Driver behaviour and not highway conditions are the major factors in death and serious injuries from crashes on SH1 between Cambridge and Piarere.
The News can reveal it is drivers who get behind the wheel when they are unfit to drive and others who make bad decisions who are primarily responsible for what is happening on the 16km two lane strip of tarmac dubbed a “killer road” by politicians and community leaders.
Just over a quarter of the fatal and serious crashes in the past five years have been attributed to alcohol and or drug use – less than three have been blamed on the road.
The statistics suggest Waka Kotahi made the right decision to reduce speeds now and install short-term safety measures, such as median strips.

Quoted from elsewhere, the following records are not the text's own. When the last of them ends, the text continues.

PR #3384, opened 2024-01-16
[PROF-8917] Add support for the libdatadog crash tracker

ivoanjo:
**What does this PR do?**

This PR adds support for the libdatadog crash tracker feature (off by default).

The crash tracker works by detecting when the Ruby VM reaches a segmentation fault, reporting the crash information as a last profile before the VM dies.

All of the interesting work is in <https://github.com/DataDog/libdatadog/pull/282>, this PR basically just wires things up.

**Motivation:**

This will be a useful tool when debugging VM crashes.

**Additional Notes:**

I'm opening this PR as a draft as the libdatadog support has not yet landed/been released. Also, there's a few open questions on:

* fork handling
* when to shut down

**How to test the change?**

(You'll need to build <<https://github.com/DataDog/libdatadog/pull/282> until the crash tracker gets included in a libdatadog release)

To test the crash tracker with an actual crash, try running the following on Ruby 2.6:

```bash
$ DD_PROFILING_ENABLED=true DD_PROFILING_EXPERIMENTAL_CRASH_TRACKING_ENABLED=true DD_TRACE_DEBUG=true bundle exec ddtracerb exec ruby -e 'Process.detach(fork { exit! }).instance_variable_get(:@foo)'
```

This should also work in the future but right now it doesn't work correctly; still looking into why:

```bash
$ DD_PROFILING_ENABLED=true DD_PROFILING_EXPERIMENTAL_CRASH_TRACKING_ENABLED=true DD_TRACE_DEBUG=true bundle exec ddtracerb exec ruby -e 'Process.kill("SEGV", Process.pid)'
```

**For Datadog employees:**


ivoanjo:
Update: I've updated the PR description to match the current state of the code.

I think we're in good shape -- the test suite is green when running with libdatadog master. We can merge as soon as a new libdatadog release is out. Marking PR ready for review.

lib/datadog/profiling/crashtracker.rb
```diff
@@ -0,0 +1,69 @@
...
+          return
+        end
+
+        begin
+          self.class._native_start_or_update_on_fork(
+            action: action,
+            exporter_configuration: exporter_configuration,
+            path_to_crashtracking_receiver_binary: path_to_crashtracking_receiver_binary,
+            tags_as_array: tags_as_array,
+          )
```
AlexJF, line 61: Wouldn't it be easier to have `_native_start_or_update_on_fork` be an actual method taking only a single parameter and using the private attr_readers for the rest?

Related minor: There's also currently an implicit mismatch between the native implementation which is essentially forced to work as a singleton given the crashtracker APIs and the ruby one which will happily support multiple instances if so desired but with repeated starts leading to either crashtracker update errors or silent overrides (haven't tested which happens). I think this may now become the first instance of something that would prevent us from having (if we so desired) multiple running profiler instances simultaneously? This may in practice not be that important, especially because crash tracking failures are currently just logging and not actually propagating exceptions but I feel there's a mismatch between lifecycles here.

Maybe worth "singletonning" the profiler to ensure you can never have 2 running instances of it and give a more understandable error rather than a "failed to register crashtracker with different settings" one that makes the underlying issue slightly more obscure?

lib/datadog/profiling/profiler.rb
```diff
@@ -49,6 +53,9 @@ def component_failed(failed_component)
           'See previous log messages for details.'
         )
 
+        # We explicitly not stop the crash tracker in this situation, under the assumption that, if a component failed,
+        # we're operating in a degraded state and crash tracking may still be helpful.
```
AlexJF, line 57: Related to previous minor comment about conflicting models/lifecycles between profiler and crash tracker.

After this, in theory, there could be a reconfiguration of `Datadog` through `Datadog.configure` and thus a restarting of profiler right? But if this were to happen, there's now a dangling crash tracking start that was never stopped and thus all future reconfigurations will fail.

In practice this does sound like enough of a edge case for us to be able to just go with unsupported usage so don't think it's a blocker in any way.

spec/datadog/profiling/crashtracker_spec.rb
```diff
@@ -0,0 +1,173 @@
...
+        end
+      end
+    end
+
+    include_context 'HTTP server'
+
+    let(:request) { messages.first }
+
+    let(:hostname) { '127.0.0.1' }
+    let(:port) { '6006' }
```
AlexJF, line 154: Love this integration test but I've been hit by enough flakes due to "port in use" to really believe you can get away with this fixed port indefinitely. Should be easy enough to let WEBrick::HTTPServer pick one and update the crashtracker configuration with it before starting the test?

spec/datadog/profiling/profiler_spec.rb
```diff
@@ -51,6 +87,20 @@
...
+        expect(scheduler).to receive(:stop).ordered
+
+        expect(optional_crashtracker).to receive(:stop).ordered
+
+        shutdown!
+      end
+    end
   end
 
   describe 'Component failure handling' do
```
AlexJF, line 106: If we want to keep the crashtracker alive in these situations (which I think makes sense), may want to add a test for this case to make sure we don't inadvertently remove it later on.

Our investigations show Karāpiro School hit the nail on the head with its 1000-plus word letter to the New Zealand Transport Agency urging for the speed limit to be lowered to 80km/hr.
Ironically, less than 24 hours after Waka Kotahi staff copped abuse and anger at its Community Engagement Day in the Cambridge Town Hall last week, a red station wagon travelling north on SH1 at Karāpiro left the road and crashed into a tree between Fergusson Gully and Kentucky roads.
Police appealed for witnesses to report anything about the incident or driving manner leading up to the crash.
There have been seven fatal crashes and nine deaths on the road since 2017 – three fatalities this year from two crashes. The data shows there were a further 20 crashes resulting in 32 serious injuries in the five years up to Monday this week.
Causes of fatal crashes might not be known for months due to delays in the Coroner’s Court.
The SH1 crashes have been 100m east of the Tirau Road on-ramp near Cambridge to 100m west of the SH29 off slip lane at Piarere.
Waka Kotahi Waikato/Bay of Plenty Regional Relationships director David Speirs said implementing safety measures, including median barriers, reduces the number of people killed or seriously injured in crashes by 75 per cent.
“We need safer roads, appropriate speeds, sober and focused drivers in safer vehicles, and a transport network that accepts that people make mistakes, and the road system will protect us when something goes wrong,” said Speirs.
Waikato West Police area commander Will Loughrin said the ‘Road to Zero’ vision of reducing road death to nil involved several factors.
The Cambridge to Piarere stretch was considered high risk and police presence there reflected that. While not apportioning all issues to driver behaviour, he said speed, not being restrained, fatigue and intoxication were among the elements which contributed to road deaths.